▶ _Prompt_:
Every line below containing the word "more" should be found and copied.

▶ _Task data_:
++++++++
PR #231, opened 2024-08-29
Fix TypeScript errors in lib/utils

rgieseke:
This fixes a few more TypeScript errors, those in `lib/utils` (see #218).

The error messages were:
++++++++
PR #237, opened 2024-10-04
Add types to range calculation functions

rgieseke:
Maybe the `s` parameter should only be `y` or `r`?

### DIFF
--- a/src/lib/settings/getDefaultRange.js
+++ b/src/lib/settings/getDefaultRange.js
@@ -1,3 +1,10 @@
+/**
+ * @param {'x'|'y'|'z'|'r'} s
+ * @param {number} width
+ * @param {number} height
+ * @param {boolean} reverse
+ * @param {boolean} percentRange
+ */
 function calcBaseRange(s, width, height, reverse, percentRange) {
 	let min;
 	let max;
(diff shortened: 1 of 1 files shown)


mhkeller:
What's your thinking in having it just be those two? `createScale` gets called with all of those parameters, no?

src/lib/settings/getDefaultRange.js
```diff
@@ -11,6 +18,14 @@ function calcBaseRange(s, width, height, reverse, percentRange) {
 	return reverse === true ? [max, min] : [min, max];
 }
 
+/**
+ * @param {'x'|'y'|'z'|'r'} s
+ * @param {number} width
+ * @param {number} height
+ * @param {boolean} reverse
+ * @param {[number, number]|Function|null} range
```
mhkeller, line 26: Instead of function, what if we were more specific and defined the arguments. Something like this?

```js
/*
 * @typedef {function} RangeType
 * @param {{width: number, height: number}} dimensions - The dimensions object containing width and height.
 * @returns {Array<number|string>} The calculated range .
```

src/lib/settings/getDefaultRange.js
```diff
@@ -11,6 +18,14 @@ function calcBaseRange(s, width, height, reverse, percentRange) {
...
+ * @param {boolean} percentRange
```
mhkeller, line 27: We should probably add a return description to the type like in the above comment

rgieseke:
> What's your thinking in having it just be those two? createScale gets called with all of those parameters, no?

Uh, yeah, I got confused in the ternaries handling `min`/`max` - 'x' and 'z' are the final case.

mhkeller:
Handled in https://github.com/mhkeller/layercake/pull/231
++++++++
▶ _Completed task_:
This fixes a few more TypeScript errors, those in `lib/utils` (see #218).
mhkeller, line 26: Instead of function, what if we were more specific and defined the arguments. Something like this?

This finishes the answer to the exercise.